I can see that taking a picture of a Navy vessel could be seen a risk to the security of the vessel and crew  but I think in this case (and in all other cases, I can't think of any exceptions) there really is no greater risk to the future security of this class of vessels as there is to any other current class in the fleet.  I have pictures that I have taken personally of HMCS Terra Nova (after duty in Gulf War I, on Georgian Bay doing a post War tour of the Great Lakes) and of HMCS Toronto several years ago as she was in St. Catharines about to enter the Welland Canal on the way to ports in Lake Erie).  There are also very detailed pictures on the DND site.  There is nothing wrong with members of the public taking pictures of ships in the Navy.  The Navy needs to be out in the public (I wish there was another ship nearby this summer so I could take my kids) being seen by the public.  I wish we could see more of all branches of the military out in front of the public more often.  I was in Gander last year and saw the Cormorant flying for the first time.  Took pictures.

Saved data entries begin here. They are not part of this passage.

PR #333, opened 2021-04-26
Restructure Honeywell ABP sensor driver

### LINKED ISSUE #231: Bring up absolute pressure sensor for FiO2 calculations
In order to have correct FiO2 calculations which don't make assumptions about the ambient/current pressure, we will need to measure the absolute ambient pressure instead of assuming it is 1 atm. This will require updating and bringing up the driver for ~the Honeywell ABP~ a TBD sensor with our protoboard, in our new architectural pattern as done for the SFM3019.

rohanpurohit:
This PR:
- update structure similar to SFM drivers
- fix includes
- Add high level driver


firmware/ventilator-controller-stm32/Core/Src/Pufferfish/Driver/I2C/HoneywellABP/Device.cpp
```diff
@@ -10,39 +10,35 @@
...
+
+I2CDeviceStatus Device::read_sample(ABPSample &sample) {
   std::array<uint8_t, 2> data{{0, 0}};
   I2CDeviceStatus ret = dev_.read(data.data(), data.size());
   if (ret != I2CDeviceStatus::ok) {
     return ret;
   }
 
-  static const uint8_t status_shift = 6;
-  static const size_t bridge_high = 0;
```
rohanpurohit: @ethanjli is this a typo? shouldn't it be 1? and I think by using `read_bigend` now we won't be facing the problem there.

ethanjli: It could be a typo, this was implemented by someone else and I'm not familiar with the I2C interface of the ABP sensor so I don't know anything about the bridge data. If it's trying to read multiple bytes of data into a single number, read_bigend is probably an appropriate refactor here.

firmware/ventilator-controller-stm32/Core/Inc/Pufferfish/Types.h
```diff
@@ -1,17 +0,0 @@
...
-#pragma once
-
-#include <cstdint>
-
-namespace Pufferfish {
-
-/**
- * A unit of pressure read from sensors
- */
-enum class PressureUnit { unknown = 0, psi, pa, k_pa, m_pa, m_bar, bar };
```
ethanjli, line 15: If/when we add drivers for other pressure sensors, we will probably want to have an application-wide definition of the pressure unit enum, probably in `Core/Inc/Pufferfish/Types.h` or `Core/Inc/Pufferfish/Units.h`. It's fine to move `PressureUnit` into `Driver/I2CHoneywellABP/Types.h` for now, as we can always move the declaration later if/when we actually need it and once it becomes clear what the filename should be.

firmware/ventilator-controller-stm32/Core/Inc/Pufferfish/Driver/I2C/HoneywellABP/Device.h
```diff
@@ -11,53 +11,16 @@
...
-static const ABPConfig abpxxxx001pg2a3 = {0x28, 0.0, 1.0, PressureUnit::psi};
-static const ABPConfig abpxxxx005pg2a3 = {0x28, 0.0, 5.0, PressureUnit::psi};
-static const ABPConfig abpxxxx030pg2a3 = {0x28, 0.0, 30.0, PressureUnit::psi};
+namespace Pufferfish::Driver::I2C::HoneywellABP {
 
 /**
  * Driver for Honeywell ABP pressure sensor
  */
-class HoneywellABP : public Testable {
+class Device : public Testable {
```
ethanjli: Let's remove `Testable` and the `test` method from this class (see also another comment below).

firmware/ventilator-controller-stm32/Core/Src/Pufferfish/Driver/I2C/HoneywellABP/Device.cpp
```diff
@@ -10,39 +10,35 @@
...
 }
 
-float HoneywellABP::raw_to_pressure(uint16_t output) const {
-  if (output < output_min) {
-    output = output_min;
-  } else if (output > output_max) {
-    output = output_max;
-  }
+float Device::raw_to_pressure(uint16_t output) const {
+  Util::clamp<uint16_t>(output, output_min, output_max);
```
ethanjli: Does `Util::clamp` produce the clamped result as its returned value, or does it modify the first parameter as an output parameter?

firmware/ventilator-controller-stm32/Core/Inc/Pufferfish/Driver/I2C/HoneywellABP/Sensor.h
```diff
@@ -0,0 +1,54 @@
...
+  InitializableState setup() override;
+  InitializableState output(float &output);
+
+ private:
+  static const size_t max_retries_setup = 8;    // max retries for setup
+  static const size_t max_retries_measure = 8;  // max retries for measuring
+
+  Device device_;
+  ABPSample sample_{};
+  using Action = StateMachine::Action;
```
ethanjli: This `using` declaration should be in its own blank-line-delimited section at the top of the `private` section. i.e.:

```
private:
  using declaration;
  using declaration;
  ...

  static const declaration;
  static const declaration;
  ...

  regular const declaration;
  regular non-const declaration;
  ...
```

If there are other files in this PR which need to be adjusted to match this, let's reorder declarations in those files too. We should follow this convention everywhere in the firmware.

firmware/ventilator-controller-stm32/Core/Src/Pufferfish/Driver/I2C/HoneywellABP/Sensor.cpp
```diff
@@ -0,0 +1,90 @@
...
+}
+
+InitializableState Sensor::initialize() {
+  if (retry_count_ > max_retries_setup) {
+    return InitializableState::failed;
+  }
+
+  retry_count_ = 0;
+  // Test
+  while (device_.test() != I2CDeviceStatus::ok) {
```
ethanjli: Let's refactor the `test` method out of the `Device` class; test functionality to be carried out during initialization should instead be implemented in the `Sensor::initialize()` method, or else in private methods called by `Sensor::initialize()`.

firmware/ventilator-controller-stm32/Core/Src/main.cpp
```diff
@@ -338,7 +346,7 @@ PF::Driver::Power::Simulator power_simulator;
 
 // Initializables
 auto initializables =
-    PF::Driver::make_initializables(sfm3019_air, sfm3019_o2, fdo2, nonin_oem, ltc4015);
+    PF::Driver::make_initializables(sfm3019_air, sfm3019_o2, fdo2, nonin_oem, ltc4015, abp);
```
ethanjli: Let's move `abp` to be either right before `fdo2` or right after `fdo2`, so that all sensors for the breathing circuit are next to each other in this list.

firmware/ventilator-controller-stm32/Core/Src/main.cpp
```diff
@@ -612,6 +620,7 @@ int main(void)
   // Normal loop
   while (true) {
     uint32_t current_time = hal_time.millis();
+    float abp_pressure = 0;
```
ethanjli: `hfnc.sensor_vars()` will need to be modified to provide a place to store the measurement(s) produced by `abp.output(...)`. For now, maybe we can use `hfnc.sensor_vars().pout` (we'll probably need to rename this to a more standard name later).

ethanjli (commented):
Here's my review from looking at the changes.

firmware/ventilator-controller-stm32/Core/Src/Pufferfish/Driver/I2C/HoneywellABP/Device.cpp
rohanpurohit: Oops my bad! it returns the clamed result.

firmware/ventilator-controller-stm32/Core/Inc/Pufferfish/Driver/I2C/HoneywellABP/Sensor.h
rohanpurohit: oh okay Noted! I have updated sensor.h and device.h accordingly.

firmware/ventilator-controller-stm32/Core/Inc/Pufferfish/Driver/I2C/HoneywellABP/Sensor.h
```diff
@@ -37,15 +37,19 @@ class Sensor : public Initializable {
   InitializableState output(float &output);
 
  private:
+  using Action = StateMachine::Action;
+
   static const size_t max_retries_setup = 8;    // max retries for setup
   static const size_t max_retries_measure = 8;  // max retries for measuring
 
+  const float pmin = 0.0;  // minimum pressure for abpxxxx001pg2a3
+  const float pmax = 1.0;  // maximum pressure for abpxxxx001pg2a3
```
ethanjli: We should probably rename these variables `p_min` and `p_max` instead of `pmin` and `pmax`.

Anywhere we have numeric literals for physical quantities, we should also annotate them with units if the units are known, e.g.:

```
  const float p_min = 0.0;  // psi; minimum pressure for abpxxxx001pg2a3
  const float p_max = 1.0;  // psi; maximum pressure for abpxxxx001pg2a3
```

(assuming the abpxxxx001pg2a3 uses PSI)

firmware/ventilator-controller-stm32/Core/Inc/Pufferfish/Driver/I2C/HoneywellABP/Device.h
```diff
@@ -32,23 +31,20 @@ class Device : public Testable {
...
 
-  I2CDeviceStatus test() override;
-  I2CDeviceStatus reset() override;
-
  private:
   Pufferfish::HAL::Interfaces::I2CDevice &dev_;
 
+  static const uint8_t status_shift = 6;
+  static const size_t bridge_high = 0;
+  static const size_t bridge_low = 0;
```
ethanjli: How many of these do we actually need? Can we remove `bridge_high` and `bridge_low` now that we use `read_bigend`?

firmware/ventilator-controller-stm32/Core/Src/Pufferfish/Driver/I2C/HoneywellABP/Sensor.cpp
```diff
@@ -76,6 +70,12 @@ InitializableState Sensor::measure(float &output) {
     retry_count_ = 0;  // reset retries to 0 for next measurement
     output = sample_.pressure;
     next_action_ = fsm_.update();
+    if (sample_.status != ABPStatus::no_error && sample_.status != ABPStatus::stale_data) {
+      return InitializableState::failed;
+    }
+    if (Util::within(sample_.pressure, pmin, pmax)) {
+      return InitializableState::failed;
+    }
```
ethanjli: We should definitely check the pressure against `pmin` and `pmax` in `initialize` (currently I don't see that check there)

Currently the `SFM3019` `Sensor` class does not check its measured values against `flow_min` and `flow_max` in the `measure` method, only in the `check_range` method (which is part of the setup routine). I'm not sure whether we want `measure` to include range-checking, but we should be consistent across sensors. If we want to include range-checking in `measure`, then we will need to figure out how to handle such errors. We'll probably need to do some risk analysis (and/or look at what was identified and recorded in Matrix Requirements) to determine whether we do want range-checking in `measure`. For now, let's have the HoneywellABP `Sensor` only do range-checking in `initialize`, and I'll file a Github issue about this (#422).

firmware/ventilator-controller-stm32/Core/Inc/Pufferfish/Driver/I2C/HoneywellABP/Device.h
```diff
@@ -32,23 +31,20 @@ class Device : public Testable {
...
+
   // pressure range (refer to datasheet)
   const float pmin;  // minimum pressure
   const float pmax;  // maximum pressure
```
ethanjli: Do we need still these?

firmware/ventilator-controller-stm32/Core/Inc/Pufferfish/Driver/I2C/HoneywellABP/Device.h
```diff
@@ -32,23 +31,20 @@ class Device : public Testable {
...
-
   // sensor 14-bit output range
   const uint16_t output_min = 0x0666;  // 10% of 2^14
   const uint16_t output_max = 0x399A;  // 90% of 2^14
```
ethanjli: Should these be `static const`?

ethanjli (commented):
Here are some more comments.

firmware/ventilator-controller-stm32/Core/Inc/Pufferfish/Driver/I2C/HoneywellABP/Device.h
rohanpurohit: Yeah we can remove `bridge_high`  and `bridge_low`

firmware/ventilator-controller-stm32/Core/Inc/Pufferfish/Driver/I2C/HoneywellABP/Device.h
rohanpurohit: Yes they are initialized in the constructor with the config from main.cpp, and used in the raw_to_pressure formula in `Device.cpp`

rohanpurohit: Oh wait do you mean since we are only using one config? right

rohanpurohit:
@ethanjli we tested this PR on the sensor and found these outputs:
**measurements:**
1. `idle (without any external pressure)` - 0
2. `when applying pressure on the inlet of the sensor with my finger` - `0.157613`
3. `when blowing air into the sensor` - `0.00740`, `0.02`,`0.00167836`

also regarding `stale_data` there is nothing more we need to do.
according to the [datasheet](https://sensing.honeywell.com/index.php/ci_id/45841/la_id/1/document/1/re_id/0) `When the status bits read “1 0”, “stale” data is indicated,`
if you see [Device.cpp L31](https://github.com/pez-globo/pufferfish-software/pull/333/files#diff-23451c400d356534c491f7cd01ea4c370083c758ca89edcfe17e55a1139bb7deR31) we need to check the 2 bits `S0 and S1` and if we get 1 & 0 (000010 = 2 ,enum value of ABPStatus)  we store the status as `stale_data`.

In the datasheet, we are advised to ignore `command_mode` and `diagnostic` status, which we are doing here [Sensor.cpp L65](https://github.com/pez-globo/pufferfish-software/pull/333/files#diff-9c610f0934573bc0c976233d888d132a978f848d44300cd307d17c87fd080519R65)

rohanpurohit:

firmware/ventilator-controller-stm32/Core/Inc/Pufferfish/Driver/I2C/HoneywellABP/Device.h
```diff
@@ -0,0 +1,48 @@
...
+      : dev_(dev), pmin(cfg.pmin), pmax(cfg.pmax), unit(cfg.unit) {}
+
+  [[nodiscard]] float raw_to_pressure(uint16_t output) const;
+
+  /**
+   * Reads out the pressure from the sensor
+   * @param sample[out] the sensor reading; only valid on success
+   * @return ok on success, error code otherwise
+   */
+  I2CDeviceStatus read_sample(ABPSample &sample);
```
ethanjli: Perhaps we can rename `ABPSample` just to `Sample`?

firmware/ventilator-controller-stm32/Core/Inc/Pufferfish/Driver/I2C/HoneywellABP/Device.h
```diff
@@ -0,0 +1,48 @@
...
+
+ private:
+  Pufferfish::HAL::Interfaces::I2CDevice &dev_;
+
+  static const uint8_t status_shift = 6;
+  // sensor 14-bit output range
+  static const uint16_t output_min = 0x0666;  // 10% of 2^14
+  static const uint16_t output_max = 0x399A;  // 90% of 2^14
```
ethanjli, line 38: `static const` members should be above non-`static` members

firmware/ventilator-controller-stm32/Core/Src/main.cpp
```diff
@@ -641,6 +649,8 @@ int main(void)
     // Independent Sensors
     fdo2.output(hfnc.sensor_vars().po2);
     nonin_oem.output(store.sensor_measurements_raw().spo2, store.sensor_measurements_raw().hr);
+    // *temporary* should be used in the breathing circuit
+    abp.output(hfnc.sensor_vars().p_out);
```
ethanjli: We'll need to rename `p_out` to `p_out_above_atm`, as p_out = p_out_above_atm (from ABP) + p_atm (from BMP388)

firmware/ventilator-controller-stm32/Core/Src/Pufferfish/Driver/I2C/HoneywellABP/Sensor.cpp
```diff
@@ -0,0 +1,108 @@
...
+  retry_count_ = 0;  // reset retries to 0 for measuring
+  return InitializableState::setup;
+}
+
+InitializableState Sensor::measure(uint32_t current_time, float &output) {
+  if (device_.read_sample(sample_) == I2CDeviceStatus::ok) {
+    retry_count_ = 0;  // reset retries to 0 for next measurement
+    output = sample_.pressure;
+    next_action_ = fsm_.update(current_time);
+    if (sample_.status != ABPStatus::no_error && sample_.status != ABPStatus::stale_data) {
```
ethanjli: We should just do `if (sample_.status == ABPStatus::no_error) return ok`, else fall through to the retry logic.

firmware/ventilator-controller-stm32/Core/Src/Pufferfish/Driver/I2C/HoneywellABP/Sensor.cpp
```diff
@@ -0,0 +1,108 @@
...
+    ++retry_count_;
+    if (retry_count_ > max_retries_setup) {
+      return InitializableState::failed;
+    }
+    if (sample_.status != ABPStatus::no_error && sample_.status != ABPStatus::stale_data) {
+      return InitializableState::failed;
+    }
+    if (!Util::within(sample_.pressure, p_min, p_max)) {
+      return InitializableState::failed;
+    }
```
ethanjli: We'll instead have a separate `check_range` state in the state machine, like what is done for the SFM3019 `Sensor` class.

ethanjli (commented):
Here are the changes discussed in our meeting today:

rohanpurohit:
working fine in testing with the sensor.

ethanjli (approved):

I just wanted to be able to see more pictures of the Orca's since they are the first new ships to come along in a long time.  I can't wait to see video of them in the water.  It's hard to believe that in a country as rich as ours that we can keep training ships for 50 years.  Look at how little it has cost to buy these new ships.  Approximately $11 million each.  
If anyone does not feel comfortable posting photos then they shouldn't.  Not worth having to explain yourself to your commanding officer. The less time spent in the bosses office having to justify ones actions the better.

...and as many say on this forum....my 2 cents worth


----------



## George Wallace (15 Jul 2006)

Pictures of a Naval craft passing through the Welland Canal are not the same as pictures of the vessel under construction.


----------



## Sub_Guy (15 Jul 2006)

The navy released many pictures of the MCDV's and CPF's under construction, because the navy was proud that their 1970's designed CPFs were finally started production in the late 80's.   They wanted to show off the modular construction.

Knowing how a ship is laid out provides no advantage to the enemy....... unless they were to board her, but if you are dead in the water and about to be boarded by an opposing force.....when it gets to that point the white flag will have already been flown or the ship scuttled.


----------



## Ex-Dragoon (15 Jul 2006)

Nonetheless taking pictures on a military installation is not a smart practice.


----------



## navymich (15 Jul 2006)

Sub_Guy said:
			
		

> *The navy released many pictures * of the MCDV's and CPF's under construction, because the navy was proud that their 1970's designed CPFs were finally started production in the late 80's.   They wanted to show off the modular construction.



You said it right there Sub_Guy....THE NAVY released them.  Not the sailors, THE NAVY.  If the public wants to see pictures of the ORCAs, let them ask through Public Affairs.  I think it would be great if they showed her off too.  I keep looking and seeing what a great ship she will be, but I'd love to see inside too.  But I also know, that I'm not going to risk my job or my clearance just because Joe Public has asked to see what is happening.  Would you??


----------



## Ex-Dragoon (15 Jul 2006)

Any word on the naming conventions the ORCA class will follow?


----------



## navymich (15 Jul 2006)

I remembering reading about it somewhere Ex-D, but can't think where now.  I'll keep looking.


----------



## Gino (16 Jul 2006)

Ex-Dragoon said:
			
		

> Geez do you post anything that isn't confrontational with everything else people post???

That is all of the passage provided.